Stored data entries:
⟨

PR #1792, opened 2016-11-14
Introduce Option::<&T>::borrowed

nox:


BurntSushi:
[Rendered.](https://github.com/nox/rust-rfcs/blob/option-borrowed/text/0000-option_borrowed.md)

sfackler:
I'm not sure about `Borrow` vs `Deref` and naming, but I've definitely run into this, and it's kind of annoying/ugly to have to do the current `foo.map(|s| &**s)` dance. We'd probably want this on `Iterator` as well?

BurntSushi:
Yeah, I know I've at least burned `x.as_ref().map(|x| &**x)` into my brain as well. At this point, I barely even notice it, but taking a step back, I can see how unintuitive it might be.

One thing I worry about is the overlap between `as_ref` and `borrowed`. As a thought experiment, how would you explain the difference between them? (Keeping in mind that [`as_ref`](https://doc.rust-lang.org/std/option/enum.Option.html#method.as_ref) in this context is a concrete method on `Option` and not part of the `AsRef` trait.)

sfackler:
I believe that the only difference is that `borrowed` is required to be consistent wrt Hash/Eq/Ord, but yeah, the number of traits that do basically the same thing here is not great.

bluss:
I would like to focus on AsRef, and not spread Borrow too far away from its use case (which was originally HashMap::get, BTreeMap::get).

sfackler:
That seems reasonable, though naming will be a bit less obvious (please no `as_refed`!).

eddyb:
There's probably some connection with #1403, as people have mentioned `AsRef` coercions recently.

nox:
> I would like to focus on `AsRef`, and not spread Borrow too far away from its use case (which was originally `HashMap::get`, `BTreeMap::get`).

Isn't that already a lost battle, with `ToOwned` and `Cow`? And neither `HashMap` nor `BTreeMap` need `BorrowMut`, right? I would rather make `AsRef` less used.

nox:
The book says:

> Choose `Borrow` when you want to abstract over different kinds of borrowing, or when you’re building a data structure that treats owned and borrowed values in equivalent ways, such as hashing and comparison.

> Choose `AsRef` when you want to convert something to a reference directly, and you’re writing generic code.

So I would rather prefer we use `Borrow` for this.

bluss:
Borrow is constrained by its hash/ordering guarantees, and those have no special connection to this use case. AsRef is more general and versatile, supporting `str` → `Path`, `String` → `[u8]` and so on.

steveklabnik:
I also believe that this would be `AsRef`; @aturon and I had a lot of conversations about asref/borrow in the past...

alexcrichton:
I [agree with](https://github.com/rust-lang/rfcs/pull/1792#issuecomment-260348202) @bluss that we likely want to leverage `AsRef` here instead of `Borrow` to allow for other conversions like `Option<Cow<str>>` to `Option<&str>` and such. I'm not entirely sure what the method would be however, as I also [agree with](https://github.com/rust-lang/rfcs/pull/1792#issuecomment-260348827) @sfackler that `as_refed` is pretty bad.

Also the RFC motivation may want to be updated slightly, the stated problem is:

> How to convert from `Option<String>` to `Option<&str>` is sometimes asked

Yet the RFC does not solve this problem as it defines a method on `Option<&'a T>`. Instead, I would have expected the signature:

```rust
impl<T> Option<T> {
    fn name<U: Bound<T>>(&self) -> Option<&U> {
        self.as_ref().map(Bound::method)
    }
}
```

nox:
I just meant that with this method, we have the solution `opt.as_ref().borrowed()`, it wasn't a mistake, will reformulate.

nox:
> I agree with @bluss that we likely want to leverage `AsRef` here instead of `Borrow` to allow for other conversions like `Option<Cow<str>>` to `Option<&str>` and such.

AFAIK, `Cow` implements `Borrow`, and `AsRef` doesn't have that many more implementations.

nox:
It should also be noted that there is no implementation of `AsRef<T>` for `T`, which may or may not be a problem.

lfairy:
I'm not bothered by `.as_refed()` that much. After all, the convention of naming single-method traits as verbs (e.g. `Read` and `Write`) could be considered "ugly" as well, yet we got used to that over time.

If `.as_refed()` isn't feasible then these names would make good alternatives:

* `.inner_as_ref()` -- by analogy with `.into_inner()`

* `.map_as_ref()` -- contraction of `.map(AsRef::as_ref)`

nox:
That would mean calling .as_ref().as_refed() which is even uglier.

I don't understand why AsRef is promoted as the way to go even for generic functions when that trait doesn't even have an impl for T.

-- 
Anthony Ramine

lfairy:
On the other hand, the lack of a general identity impl lets `AsRef` cut through multiple layers of references in one go.

For example, you can convert from `&&String` to `&str` using `AsRef` but similar code using `Borrow` will fail. ([playground](https://play.rust-lang.org/?gist=d3e50ea9c30558da1b9111bcee348943&version=stable&backtrace=0))

Coherence stops us from adding a corresponding feature to `Borrow`. So for the use cases I'm familiar with -- various combinations of `&`, `&mut`, `String`, and `str` -- the `AsRef` solution is superior.

nox:
How often do you hold onto ˋOption<&&String>ˋ though?

-- 
Anthony Ramine

eddyb:
I really hope this ends up going through the coercion mechanism and not more ad-hoc hierarchies.

oli-obk:
> I really hope this ends up going through the coercion mechanism and not more ad-hoc hierarchies.

This please! Allow any `enum Foo<T> { X(T), .. }` value `Foo<T>` to coerce to `Foo<U>` if `T` can coerce to `U` (as long as `Foo` has no uses of T in subtypes where coercion isn't possible (like `GenericStruct<T>`)). All enum variants are public, so we could write a match by hand that does the coercion for every variant, so there's no reason to prevent it being done automatically.

eddyb:
I would prefer it opt-in (like `CoerceUnsized` just generalized), but yes.

nox:
Using `Borrow` means we could also have `borrowed_mut` (on `Option<&mut T>`) using `BorrowMut`, whereas `as_muted` using `AsMut` would also be quite weird.

As for implicit coercions, that's a rabbit hole I'm very wary of.

nox:
It's not like we must limit ourselves to only one choice... Would people find `Option::<&T>::dereferenced` controversial?

nox:
Any news on this?

nox:
Happy new year. Was a decision reached for that?

lfairy:
Another advantage of `AsRef`: we can handle both `&Option<String>` and `Option<&String>` using identical code. Instead of thinking about whether to use `.as_ref().borrowed()` or `.borrowed()` based on the input type, we can just write `.map_as_ref()` every time. See this [playground][1] for how this could work.

[1]: https://play.rust-lang.org/?gist=8b3c2eba4f9a03a00d4d30bf71b12d47&version=stable&backtrace=0

nox:
I don't understand how that is an advantage, and how `map_as_ref` is a name that makes sense.

lfairy:
> I don't understand how that is an advantage

Since this method is sugar, it is an advantage if the user doesn't have to think about how to use it.

We have deref conversions for the same reason: they let us just write `&x` instead of thinking about whether to write `&*x` or `&**x` or `&x[..]`.

That said, the lack of general identity impl for `AsRef` means that this solution won't work everywhere either. Bother. That coercion [idea](https://github.com/rust-lang/rfcs/pull/1792#issuecomment-261224476) is looking better and better.

> and how `map_as_ref` is a name that makes sense.

I was using that name as an placeholder, and am not that attached to it.

nox:
> Since this method is sugar, it is an advantage if the user doesn't have to think about how to use it.

I disagree, the user already has to care about `&Option<T>` vs `Option<&T>` in plenty of case, so sometimes calling `.as_ref()` and sometimes not should already be a known thing to them.

> That coercion idea is looking better and better.

That coercion idea is implicitness over explicitness, and I think that would be a bad precedent to set in Rust.

aturon:
The libs team discussed this RFC during triage yesterday, and had some thoughts:

As @lfairy argues, the ideal situation is to have a single method, `as_ref`, that can support both the current use case and the one proposed by this RFC. We actually tried out such a method before 1.0, but ran into type inference problems, since the target type becomes unknown.

It's possible that we could introduce some opt-in type inference fallback scheme, where a method could indicate that a given generic parameter should default to a certain type if inference is unable to otherwise determine it. But fallback in general is quite brittle, and we've been wary of adding more cases.

The coercion idea that @eddyb mentions is a much more promising direction for making the above possible.

In any case, that's the long term view. In the near term, the question is whether we're open to landing a separate method that may eventually be deprecated. I worry that the relationship between `borrowed` and `as_ref` will only add to the confusion, and that `borrowed` won't be a terribly discoverable method. OTOH, it's certainly much nicer than mapping with `&**`. The libs team in general was on the fence here.

FWIW, given the current design of the `AsRef` and `Borrow` traits, going with `Borrow` here is effectively the only option (as @lfairy has discussed). We do hope to eventually add a blanket impl for `AsRef`, once intersection impls are possible.

nox:
@aturon Do I need to make any amends on the RFC? Any action required of me?

aturon:
After another round of discussion on the libs team, I propose we go forward with this RFC as is, with the intention to *also* explore additions to the type inference system that would obviate the need for it. If there's impetus to stabilize this method before we improve type inference, so be it; we can always deprecate it once it's no longer needed.

@rfcbot fcp merge

BurntSushi:
In addition to the `AsRef` concerns mentioned by others, I would personally like to see the section on "how do we teach this" fleshed out before I'd be comfortable with this, because it seems like a pretty confusing addition to the existing API. I'll repeat my thought experiment:

> One thing I worry about is the overlap between `as_ref` and `borrowed`. As a thought experiment, how would you explain the difference between them?

brson:
Since this draws a comparison to `Option::cloned` to justify `Option::borrowed`, and there exists a similar `Iterator::cloned`, we should probably figure out the appropriate parallel in `Iterator::borrowed`.

nox:
@brson I would very much fancy this!

I'll try to write the teaching section tomorrow if that's ok with you @BurntSushi.

alexcrichton:
This was discussed at libs triage yesterday and the conclusions were that if the following changes were made we'd all be comfortable going to FCP:

- Considering `borrowed` on iterators as well as `Option` (as proposed here) for symmetry with `cloned`
- Changing the method to `&self` instead of `self`
- Updating the teaching section according to @BurntSushi 
- Continue using `Borrow`, instead of `AsRef` as it would be too "weird" to have `Option::as_ref` not use `AsRef` and then have `Option::borrowed` use `AsRef` with `Borrow` not used anywhere.

nox:
> Changing the method to &self instead of self

What? Why?

nox:
https://doc.rust-lang.org/std/option/enum.Option.html#method.cloned takes `self`, so this makes no sense to me. I'll do the other changes though.

alexcrichton:
I [commented above](https://github.com/rust-lang/rfcs/pull/1792#issuecomment-298723739) that I [commented farther above](https://github.com/rust-lang/rfcs/pull/1792#issuecomment-260460316) with rationale for `&self`, not `self`

alexcrichton:
er didn't mean to close

Xion:
This RFC doesn't really make the common use case of "borrowing" `Option<String>` as `Option<&str>` (i.e. the stated goal in the motivation section) any more convenient.

To the best of my knowledge, the shortest way to do it currently is:
```rust
opt_string.as_ref().map(|s| s.as_str())
```

which this RFC improves only marginally to:
```rust
opt_string.as_ref().borrowed()
```

What I'd like to do is get rid of `as_ref` entirely here, and allow `borrowed` to coerce to whatever exact borrowed type is necessary in the current context. I'm not sure this is expressible in current Rust; my attempt would be somewhere along these lines:
```rust
impl<T> Option<T> {
    fn borrowed<U>(&self) -> Option<&U>
        where T: Borrow<U>
    {
        self.as_ref().map(|x| x.borrow())
    }
}
```

which may or may not be rephrasable to an equally powerful `AsRef` variant. (Since I don't think I understand the `AsRef`/`Borrow` distinction well enough, I'm preferring one over the other here).

nox:
> Changing the method to `&self` instead of `self`

If we do that, what happens for the type `Option<&String>`? We wouldn't be able to call `borrowed` anymore. I still don't think that is a good idea.

daboross:
@nox If I understand correctly, this is a reason to do both `&self` and `AsRef` at once: `AsRef` works for `Option<&String>` to `Option<&str>` as well, and having the method accept `&self` would let it work for `Option<String>` too.

`x.as_ref().map(|x| x.to_str())` really isn't that bad: is it worth adding an additional method if `x.as_ref().borrowed()` is still required?

nox:
@daboross `AsRef<T>` does not allow getting a `Option<&T>` for all `self: Option<&T>`, as mentioned earlier. `x.as_ref().map(|x| x.to_str())` really is bad, and my use cases aren't about strings anyway.

daboross:
@nox Sorry, I know I should probably be getting this, but I don't seem to be.

Here's an reference implementation of `borrowed` with `AsRef`, which as far as I can tell works for all of the case you mentioned?


`Option<&String>`, `Option<String>` and `Option<&str>` can all be turned into `Option<&str>` with:

```
    fn borrowed<U: ?Sized>(&self) -> Option<&U>
        where T: AsRef<U>
```

test case: http://play.integer32.com/?gist=6686926f4114f2104b45588b9973711c&version=undefined

If there was a case I missed, could you elaborate on it specifically?

I really do want to find a good solution for this, I just can't find a place where `AsRef` doesn't work and `Borrow` does. As far as I can tell, `AsRef` just allows for more use cases.

nox:
It doesn't work for arbitrary types.

-- 
Anthony Ramine

daboross:
OK - I think I understand now.

If it isn't about the String use case though, could the RFC be updated to remove that from the motivation?

I can get behind a Borrow-based method, but I don't think that it is the best solution if the only motivation in the RFC is for `Option<&String>` to `Option<&str>`.

Thank you for clarifying that, and sorry I didn't completely get that before.

aturon:
I'm sorry for the lack of follow-up here; it's been difficult to prioritize this particular API, given some of the issues we've covered on this thread. At this point, I'm inclined to postpone consideration; there's enough else going on that I'd like to let the dust settle a bit and see whether language-based solutions are shaping up.

@rfcbot fcp postpone

nox:
> I commented above that I commented farther above with rationale for `&self`, not `self`

@alexcrichton Sorry but I don't see a rationale in any of these two comments.

aturon:
whoa there rfcbot...

aturon:
I'm going to close this RFC as **postponed**. This is still a significant paper cut that would be great to fix, but work during the impl period on the trait system may provide an alternative, more general way of doing so. Thanks, @nox!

⟩

◆ WHAT IS BEING ASKED:
Search the entries for the string "gist". Copy every line that has it.

◆ RESPONSE TO THE TASK:
For example, you can convert from `&&String` to `&str` using `AsRef` but similar code using `Borrow` will fail. ([playground](https://play.rust-lang.org/?gist=d3e50ea9c30558da1b9111bcee348943&version=stable&backtrace=0))
[1]: https://play.rust-lang.org/?gist=8b3c2eba4f9a03a00d4d30bf71b12d47&version=stable&backtrace=0
test case: http://play.integer32.com/?gist=6686926f4114f2104b45588b9973711c&version=undefined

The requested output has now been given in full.